Re: [Numpy-discussion] Pull Request Review: R-like sample function

2011-09-01 Thread Christopher Jordan-Squire
On Thu, Sep 1, 2011 at 10:01 PM,  josef.p...@gmail.com wrote:
 On Thu, Sep 1, 2011 at 6:02 PM, Christopher Jordan-Squire
 cjord...@uw.edu wrote:
 Hi--I've just submitted a numpy 2.0 pull request for a function sample
 in np.random. It's essentially an implementation of R's sample
 function. It allows possibly non-uniform, possibly without-replacement
 sampling from a given 1-D array-like. This is very useful for quickly
 and cleanly creating samples from, for example, a list of strings or a
 list of non-contiguous, non-evenly spaced integers. Both occur in data
 analysis with categorical data.

 It is, essentially, a convenience function that wraps a number of
 existing ways to take a random sample. I think it belongs in
 numpy.random rather than scipy.stats because it's just a random
 sampler, rather than a probability distribution. It isn't possible to
 define a scipy.stats discrete random variable on strings--it would
 have to instead be done on the indices of the list containing the
 possible samples. And (as far as I can tell) the scipy.stats
 distributions can't be used for sampling without replacement.
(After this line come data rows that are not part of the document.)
PR #7754, opened 2025-05-26
♻️ removed unrequited assert

GitHK:
## What do these changes do?

This is not required and will be removed since it raises errors in development.


GitHK:
@mergifyio queue

PR #7755, opened 2025-05-26
🐛 Fix errors observed in front-end due to the HTTP `reason` attribute and new lines

pcrespov:
## What do these changes do?

Found some more fixes for invalid HTTP `reason` attribute observed in the front-end:

image


sanderegg (approved):
💯

GitHK (approved):

Issue #7574, opened 2025-04-24
Replica-exclusive lock is wrongly reporting errors when another service replica owns the lock


sanderegg:
### Is there an existing issue for this?

- [x] I have searched the existing issues

### Problem
After checking Graylog, it was discovered that there are periodic errors reported by the storage service:
```bash
Unhandled exception:
Traceback (most recent call last):
  File "/home/scu/.venv/lib/python3.11/site-packages/servicelib/logging_utils.py", line 383, in log_catch
    yield
  File "/home/scu/.venv/lib/python3.11/site-packages/servicelib/background_task.py", line 88, in _wrapper
    await func(*args, **kwargs)
  File "/home/scu/.venv/lib/python3.11/site-packages/servicelib/redis/_decorators.py", line 95, in _wrapper
    raise CouldNotAcquireLockError(lock=lock)
servicelib.redis._errors.CouldNotAcquireLockError: Lock lock:exclusive_periodic_task:simcore_service_storage.dsm_cleaner._periodic_dsm_clean could not be acquired!
```

This is in fact a confusing error as the other replica of storage owns the lock as reported by the Redis-Commander:
![Image](https://github.com/user-attachments/assets/3569e0dc-3fbf-4e11-b25a-2f9617ee60f2)

and one can see in Graylog that the replica that reports the error is always the same replica.

### Why this is bad
This is confusing and pollutes the logs to no avail.

### How can this be fixed
- When a replica-exclusive lock is set, the mechanism works
- The error reported by the other replicas shall be silenced **only if there is indeed 1 replica owning the lock**
--> if the lock cannot be acquired, there should be a check whether the lock is not acquired because it is owned by some other entity or for some other reason

pcrespov:
Seems to happen in all services in master deploy!

![Image](https://github.com/user-attachments/assets/e267e13d-84c0-449b-8726-b78499ef8366)

PR #7757, opened 2025-05-26
🐛 Fixes exclusive  decorator to handle CouldNotAcquireLockError gracefully

pcrespov:
## What do these changes do?

Suppresses `CouldNotAcquireLockError` in the cases of background task in replicas are not getting a lock because one of the replicas own it. (which is as expected)!

## Related issue/s

- Fixes https://github.com/ITISFoundation/osparc-simcore/issues/7574


pcrespov:
@mergify queue

matusdrobuliak66 (approved):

 https://github.com/numpy/numpy/pull/151

 I don't think you can kill numpy.random.random and similar mixed in
 with an adding a new function commit.


Killjoy.

 First these functions would need to be deprecated.


I discussed this with a few other people, and they suggested that it
could be alright since it's for numpy 2.0 rather than numpy 1.x. For
the 2.0 version it would be perfectly reasonable to have a break with
the API. (Though, as I said, it's not a break with the API.)

 it does not break the API as the previous function was not in the docs

 This is a doc bug, I assume. I don't think it means users/developers
 don't rely on it.


You apparently don't subscribe to the view that the API is infallible
revelation revealed.

(That's a joke, if it's not obvious.)

 searching for np.random.random shows 120 threads in my gmail reader,
 python uses random.random()
 dir(np.random) shows it
 I copied it from mailing list examples. It's used quite a bit in
 scipy, as I saw because of your work.

 I also find the historical multiplicity of aliases confusing, but
 which names should be deprecated would at least require a discussion
 and a separate commit.

 Josef


I hadn't thought about the random.random connection. I'm fine with
leaving random.random as an alias for random.random_sample. I just
wanted to claim random.sample for my own function.

I can't think of many other instances of aliased functions like that
in numpy, though--but perhaps I'm not thinking hard enough. It
certainly seemed strange to have 4 names for the same function.

Now that you mention the standard library connection, my use of
random.sample seems more in line with the standard library random
package than the alias to random.random_sample. Though that would
suggest using the default replace=True, which I'd prefer not to do.

-Chris JS



 -Chris JS
 ___
 NumPy-Discussion mailing list
 NumPy-Discussion@scipy.org
 http://mail.scipy.org/mailman/listinfo/numpy-discussion

 ___
 NumPy-Discussion mailing list
 NumPy-Discussion@scipy.org
 http://mail.scipy.org/mailman/listinfo/numpy-discussion

___
NumPy-Discussion mailing list
NumPy-Discussion@scipy.org
http://mail.scipy.org/mailman/listinfo/numpy-discussion


Re: [Numpy-discussion] Pull Request Review: R-like sample function

2011-09-01 Thread Robert Kern
On Thu, Sep 1, 2011 at 21:39, Christopher Jordan-Squire cjord...@uw.edu wrote:
 On Thu, Sep 1, 2011 at 10:01 PM,  josef.p...@gmail.com wrote:

 First these functions would need to be deprecated.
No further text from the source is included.